# resonador piezoeléctrico



## deniel144 (Ago 19, 2007)

hola queria saber como son los resonador piezoeléctrico (si tienen otro nombre) ya que no los  conoscos. (es para hacer un espanta mosquitos) y alguna alternativas.

gracias 

saludos


----------



## Fogonazo (Ago 19, 2007)

Consiguete un tweeter piezoelectrico.


----------



## kaprixoso (Ago 21, 2007)

*Ola..¡¡*

  mmm...tambien se llaman "altavoz piezoelectrico"...Para tu proyecto no creo k tengas otra alternativa k utilizar, en todo caso no son muy dificiles de encontrar, yo tengo guardados unos cuantos k le saqué a distintas cosas  ...

Los juguetes para niños contiene estos resonadores k producen sonidos muy agudos, tambien algunos relojes despertadores y la mayoria de los reloges de pulsera k emiten el caracteristico pitido " tí-tí " k suena cuando apretas un boton o cuando se activa la alarma. Estos altavoces son redondos y delgados por eso los utilizan los relojes de pulsera...

Si kieres uno, habre cualkier reloj despertador viejo y busca una cosita redonda , metalica y muy delgada, k es la k produce ese ruido agudo...es comunmente de color amarilla...

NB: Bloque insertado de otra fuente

PR #724, opened 2022-09-13
Moodle expects username to always be lower case.

danmarsden:
update_user_record_from_attribute_map will automatically set username tolower case, however when the username mapping field is empty we fail over to using uid and that doesn't always get set to lower case.

### DIFF
--- a/classes/auth.php
+++ b/classes/auth.php
@@ -676,7 +676,7 @@ class auth extends \auth_plugin_base {
                 $this->update_user_record_from_attribute_map($user, $attributes, true);
                 if (empty($user->username)) {
                     // Just in case username field not set, use uid.
-                    $user->username = $uid;
+                    $user->username = strtolower($uid);
                 }
                 // Set the auth to saml2 if it's not set from the attributes.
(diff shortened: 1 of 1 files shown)


classes/auth.php
```diff
@@ -676,7 +676,7 @@ public function saml_login_complete($attributes) {
                 $this->update_user_record_from_attribute_map($user, $attributes, true);
                 if (empty($user->username)) {
                     // Just in case username field not set, use uid.
-                    $user->username = $uid;
+                    $user->username = strtolower($uid);
```
keevan, line 679: I had a quick look Dan , it _seems_ fine. Small concern whether or not the check prior (e.g. to see if the user exists before creation) uses the uid as is, or does it with various saml2_settings for different case sensitivities which might mean after the initial creation, the next one might fail if that has been configured differently. (e.g. the call around line 636)

Otherwise if that is okay, I'm happy for this to merge.

skodak:
Hi guys, isn't this going to cause problems for non-ascii languages? I think this should be using utf8 aware case lowering, right?

PR #1191, opened 2026-04-10
fix: graceful container shutdown - exit 137 on docker stop

Shokkstokk:
## Description

Fixes exit code 137 (SIGKILL) on `docker stop dispatcharr` in AIO mode.

Two bugs in `docker/entrypoint.sh` cause the container to never shut down gracefully:

1. **`set -e` silently aborts cleanup** — The `cleanup()` function uses `kill -0 $pid` to check if processes are alive. Under `set -e`, when a PID no longer exists `kill -0` returns non-zero, causing the entire cleanup function to abort immediately before signalling remaining processes. The `wait` never executes.

2. **Child processes never receive SIGTERM** — `pids[]` only tracks postgres, nginx, and the `su` wrapper PID for uwsgi. uwsgi workers, celery, daphne, and redis are children of that `su` wrapper and are NOT in `pids[]`. When the `su` wrapper receives SIGTERM it kills its shell session but does not forward the signal to its children. They continue running as orphaned processes until Docker force-kills the container.

Fix: add `set +e` at the top of `cleanup()`, and explicitly `pkill -TERM` the untracked processes (uwsgi, celery, daphne, redis-server) before processing the `pids[]` array. A `pkill -KILL` safety net runs after the grace sleep.

## How was it tested?

- Ran `docker stop dispatcharr` repeatedly before and after the fix on a live AIO deployment
- Confirmed exit code 137 (SIGKILL) without fix
- Confirmed exit code 0 with fix
- Verified clean postgres checkpoint shutdown in container logs
- Confirmed `✅ All processes stopped cleanly.` appears in logs on shutdown
- Diagnosed root cause using `docker exec dispatcharr ps aux` to observe orphaned processes during shutdown

## Checklist

- [x] I have read the contributing guidelines in full
- [x] This is a small, obvious bug fix (no issue required per guidelines)
- [x] I understand every line of code in this PR
- [x] No migrations, endpoints, or schema changes
- [x] No new dependencies introduced
- [x] No debug artifacts left in code
- [x] PR targets the `dev` branch

### DIFF
--- a/docker/entrypoint.sh
+++ b/docker/entrypoint.sh
@@ -4,7 +4,20 @@ set -e  # Exit immediately if a command exits with a non-zero status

http://static.flickr.com/31/53523608_3d4268ba68_o.jpg 

En esa pagina veras uno, solo k esta con un protector plastico con un pekeño orificio, es para concentrar el sonido para k se escuxe mas  ...se alcanza a ver el color k tiene el resonador...
Espero esto te ayude...*Saludos..¡¡*


----------



## deniel144 (Ago 23, 2007)

ok gracias pero que conponentes deveria cambiar para que me funcione con tweeter piezoelectrico 
a y lo otro lo simule con el livewire el proyecto y no me fucionaba por que no tenia voltaje es de 25mv = mi pregunta es sifuncionara que que el livewire se vpuede decir que es solamente teorico?.

gracias


----------



## Fogonazo (Ago 23, 2007)

Que habria que cambiar en que circuito ??


----------



## deniel144 (Ago 24, 2007)

si


----------



## ivan_ambriz (Ene 24, 2008)

Lo puedes pedir como un busser. El que yo compré es idéntico al mostrado en el link http://static.flickr.com/31/53523608_3d4268ba68_o.jpg , pero cómo saber que funciona el circuito espanta mosquitos? Ya lo armé.


----------